NEW YORK (GenomeWeb) – By systematically introducing mutations into the BRCA1 gene, researchers have sought to better classify which variants are likely to be pathogenic or benign.
BRCA1 is one of the best-studied genes, but the impact of its numerous variants on breast and ovarian cancer risk remains unclear. Such variants of uncertain significance (VUS) limit the clinical utility of a patient's data, said the authors of the new study.
"Frequently women are being tested for BRCA1 mutations because they have a family history of breast or ovarian cancer," paper co-author Lea Starita from the University of Washington said in a statement. "To be told that they have a genetic variant in this cancer-predisposing gene, but that the doctor doesn't know what it means, does not reduce their stress or their anxiety."
Using saturation genome editing, she and her colleagues tested how changes to 13 exons in the BRCA1 gene affected cells' abilities to grow in culture and see whether those alterations affect gene function. As they reported in Nature today, the variants determined by the researchers to be functional highly corresponded with what has been reported in the ClinVar database.
The researchers focused their saturation editing on the 13 BRCA1 exons that encode the RING and BRCT domains, which play a key role in the tumor suppressor function of BRCA1. They also used human haploid HAP1 cell line for their analysis, as BRCA1 is an essential gene for that line.
They designed a CRISPR/Cas9 approach to alter each nucleotide within those exons to all possible mutations — making a total of about 4,000 individual mutations — and let the cells to grow for 11 days. After that, they collected genomic DNA for analysis and used the frequency of the SNVs to gauge whether the induced variant was functional or not.
For each SNV, the researchers generated function scores based on that frequency. Those scores then indicated if the variant had no affect on BRCA1 function, if it did and led to cell death, or had an intermediate effect.
The SNVs largely fell in a bimodal distribution, with 72.5 percent being functional, 21.1 percent non-functional, and 6.4 percent intermediate.
These function scores largely agreed with how variants were interpreted in the ClinVar database. For 169 SNVs considered pathogenic by ClinVar, 162 were also considered non-functional by the researchers' analysis. Similarly, for 22 SNV considered benign by ClinVar, the researchers deemed 20 functional. This showed a sensitivity of 96.7 percent at 98.2 percent specificity.

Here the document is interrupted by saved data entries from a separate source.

PR #2660, opened 2026-04-22
Document Inline DNS policy mode prefix-wildcard limitation

ctauchen:
## Summary

- Add a note to the shared `_domain-names.mdx` partial clarifying that `Inline` DNS policy mode only supports prefix wildcards like `*.example.com`.
- Non-prefix wildcards (e.g. `www.*.com`, `update.*.mycompany.com`) only match under `DelayDeniedPacket` or `NoDelay` mode.
- `Inline` applies to `BPFDNSPolicyMode` (default on kernels 5.17+ / RHEL 5.14+) and `DNSPolicyMode` for iptables.

## Context

Flagged by Shaun Crampton in Slack — users following the DNS policy page with an inline data plane can configure middle-wildcard domains that silently never match.

## Test plan

- [ ] Preview the DNS policy page in calico-cloud and calico-enterprise and confirm the note renders under "Domain name matching"
- [ ] Confirm anchor links to `DNSPolicyMode` and `BPFDNSPolicyMode` resolve on both variants

### DIFF
--- a/calico-cloud/_includes/content/_domain-names.mdx
+++ b/calico-cloud/_includes/content/_domain-names.mdx
@@ -18,6 +18,6 @@ With a single asterisk in any part of the domain name, it matches 1 or more path
 
 :::note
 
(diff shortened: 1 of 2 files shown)


ctauchen:
@fasaxc could you confirm the scope of this note before merge?

I wrote it specifically against `Inline` mode based on the Slack thread (so `DelayDeniedPacket` and `NoDelay` still handle non-prefix wildcards). Is that accurate for both `BPFDNSPolicyMode: Inline` and iptables `DNSPolicyMode: Inline`, or does the restriction extend further?

Also: the `calico-cloud` `DNSPolicyMode` reference table doesn't list `Inline` as a value (calico-enterprise does). Happy to pull that fix into a follow-up if the `Inline` iptables value should be documented there too.

ctauchen:
Thanks @copilot-pull-request-reviewer — fixed in [4c67137b](https://github.com/tigera/docs/pull/2660/commits/4c67137b). Confirmed the `../../reference/` pattern matches other partials in `_includes/content/` (e.g. `_entityrule.mdx`, `_selector-scopes.mdx`).

fasaxc (approved):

These scores likewise agreed with allele frequencies in other databases and with computational metrics. They also corresponded with other assays of BRCA1 function, including a similar assay performed by the same team that relies on an homology-directed repair (HDR) reporter cell line that also came out today in the American Journal of Human Genetics. Functional BRCA1 is needed for HDR.

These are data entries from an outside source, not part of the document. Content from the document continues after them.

PR #2673, opened 2026-04-30
Update OSS private registry docs for combined calico/calico image

caseydavenport:
https://github.com/projectcalico/calico/pull/12225 consolidated most OSS Calico components into a single `calico/calico` image, taking the published image set from 13 down to 3 (`calico/calico`, `calico/node`, `calico/whisker`). A few master docs still pointed at per-component images that no longer exist.

- `calico/releases.json` and `calico/variables.js`: prune obsolete components, add `calico/calico` and `calico/whisker`. Also fixes a pre-existing key mismatch between the two files that was silently dropping typha/calicoctl/whisker from the rendered private-registry pull list.
- `operations/calicoctl/install.mdx`: pull `calico/calico` and run calicoctl from inside it.
- `getting-started/.../config-options.mdx`: dikastes ALP sidecar uses `calico/calico` with `command: ["/usr/bin/calico", "component", "dikastes"]`.
- `reference/kube-controllers/configuration.mdx`: refer to the `calico-kube-controllers` pod container instead of the (now nonexistent) `calico/kube-controllers` image.

The dikastes liveness/readiness probes still call `/healthz` - that's a separate fix.


ctauchen:
LGTM, ready to merge?

ctauchen (approved):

In that paper, the UW team made 1,056 amino acid substitutions in the first 192 residues of BRCA1 — a stretch that includes the RING domain. The multiplex reporter assay, based on one developed by the Jasin lab, uses green fluorescent protein to indicate whether HDR is still functional in the mutated HeLa cells. The two approaches, the researchers said, differed by 4 percent, which they said could reflect the biology of the two assays.

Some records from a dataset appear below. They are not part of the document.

PR #2699, opened 2026-05-07
DOCS-2914: Remove false statement about federation controller

ctauchen:
The federation controller is enabled even when the ENABLED_CONTROLLERS
option is not explicitly specified.

This commit removes the false statement.

DOCS-2914

Product Version(s):

Issue:

https://tigera.atlassian.net/browse/DOCS-2914

Link to docs preview:

SME review:
- [ ] An SME has approved this change. 

DOCS review:
- [ ] A member of the docs team has approved this change.

Additional information:

Merge checklist:

- [ ] Deploy preview inspected wherever changes were made 
- [ ] Build completed successfully
- [ ] Test have passed

PR #2701, opened 2026-05-07
DOCS-2914: Collapse CE kube-controllers config page into resource reference

ctauchen:
## Summary

- Deletes `calico-enterprise/reference/component-resources/kube-controllers/configuration.mdx`. The page documents a manifest install path that doesn't exist for CE (operator-only), and its env-var guidance (e.g. `ENABLED_CONTROLLERS`) isn't applicable to operator-managed installs — making it a source of confusion rather than help.
- Folds the conceptual "what each controller does" prose into the existing `KubeControllersConfiguration` resource page (`calico-enterprise/reference/resources/kubecontrollersconfig.mdx`), which becomes the canonical entry point.
- Updates inbound links in `services-controller.mdx` and `decommissioning-a-node.mdx` to deep-link the relevant section of the resource page.
- Adds a Netlify redirect from the old URL → resource page; updates a stale legacy redirect that pointed at the now-deleted page.
- Removes the sidebar entry for the deleted page.

## Status

**Draft — CE current only, for shape review.** If the approach looks right, I'll propagate the same pattern to:

- `calico-enterprise_versioned_docs/version-3.20-2/`
- `calico-enterprise_versioned_docs/version-3.21-2/`
- `calico-enterprise_versioned_docs/version-3.22-2/`
- `calico-enterprise_versioned_docs/version-3.23-1/`
- `calico-cloud/`
- `calico-cloud_versioned_docs/version-22-2/`

Then add per-version redirects and verify the build before un-drafting.

## Context

Supersedes #2699, which patched a single incorrect sentence on the page being removed (`"The federation controller is disabled by default if ENABLED_CONTROLLERS is not explicitly specified"`). That fix is correct in isolation but applied inside a structurally incorrect Manifest tab — the cleaner outcome is to retire the page.

Jira: https://tigera.atlassian.net/browse/DOCS-2914

## Things worth your eyes

1. Voice/placement of the new bullet list at the top of the resource page (Node / Federated services / Load balancer) — does it belong inline at the top, or split into a dedicated "About the controllers" section between intro and Sample YAML?
2. Pre-existing inconsistency: `LoadBalancerController` has its own section on the resource page but isn't listed in the Controllers table. I added it to the new bullet list but did not patch the table — happy to bundle that in if you prefer.
3. Redirect format: confirm the pattern in `static/_redirects` is right. I added one product-prefixed redirect for `/calico-enterprise/latest/...` and updated the legacy un-prefixed line. Older versioned URLs (3.20, 3.21, 3.23) get their own redirects when I propagate.

## Test plan

- [ ] Resource page renders; the new prose at the top reads cleanly
- [ ] Sidebar shows the Calico Enterprise Kubernetes controllers category with only "prometheus" under it
- [ ] `services-controller.mdx` "Federated services controller" link resolves to `#federatedservicescontroller`
- [ ] `decommissioning-a-node.mdx` "node controller" link resolves to `#nodecontroller`
- [ ] Old URL `/calico-enterprise/latest/reference/component-resources/kube-controllers/configuration` redirects to the resource page
- [ ] Build completes without orphan-link warnings


ctauchen:
PTAL @sabags
For loadbalancer stuff @MichalFupso 

One thing led to another. Turns out, this statement was on a manifest-based page, which isn't supported in CE. What followed was this:
1. I removed the page completely.
2. I added relevant information to the resource page.
3. Doing that, I noticed that we hadn't added some loadbalancer updates there.

FYI @matthewdupre @pasanw

MichalFupso (approved):

pasanw (approved):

For their saturation editing study, the researchers also performed targeted RNA sequencing of transcripts obtained from edited cells. They generated RNA scores to indicate the expression consequences of the SNVs. They reported that 89 percent of non-functional missense SNVs didn't greatly reduce RNA levels, which they said indicated that their effects instead occur at the protein level.
Starita and her colleagues argued that these scores could help classify BRCA1 variants. "Our hope is that this database will continue to grow and will become a central point for guiding the interpretation of actionable variants as they are first observed in women," she said.
In an accompanying commentary in Nature, the National Cancer Institute's Stephen Chanock called the work "innovative."
The researchers' approach represents a potential "game-changer" for assessing VUS, he wrote, adding that additional clinical data is needed to validate the UW team's findings and that it must be determined how to best incorporate such data into variant classification.
The UW researchers plan to extend their analysis to encompass the full BRCA1 gene.